| YOUR ASSIGNMENT |
Determine how many lines of the entries include the word "rule", and report that number with no further text.
»»
PR #1291, opened 2022-08-10
Continue axe tests when there's a failure

owenniblock:
### Motivation

I've been looking over the axe tests to understand what they're doing. While doing so, I introduced an intentional issue and noticed that the axe tests halt on error.

This code change collates all axe errors and then raises an error at the end of the process.

### Additional Notes

I switched off the skip `:"color-contract"` rule and there were 13 axe failures reported:

> Error:
> IntegrationDocExamplesAxeTest#test_accessibility_of_doc_examples:
> RuntimeError: There were 13 axe failures:
> ["button_group/default", "button_group/sizes", "dropdown/customizing_the_button", "state_component/schemes", "alpha_tooltip/as_a_description_for_a_button_with_visible_label", "alpha_tooltip/with_relative_parent", "beta_blankslate/primary_and_secondary_actions", "beta_blankslate/primary_action", "beta_button_group/default", "beta_button_group/sizes", "blankslate_component/action_button", "button_component/block", "button_component/schemes"]

It might be worth us putting some effort in to resolving these contrast errors so we can switch this rule on.

I also tried to enable rule-sets using [according_to](https://github.com/dequelabs/axe-core-gems/blob/develop/packages/axe-core-rspec/README.md#according_to---accessibility-standard-tag-clause) and I expected to see failures related to the pages not having an `h1` heading but the tests all passed. This is strange behavior so I would like to see if there's a way to confirm which tests are actually run by this code.

### DIFF
--- a/test/system/doc_examples_axe_test.rb
+++ b/test/system/doc_examples_axe_test.rb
««
| SOLUTION TO THIS TASK |
3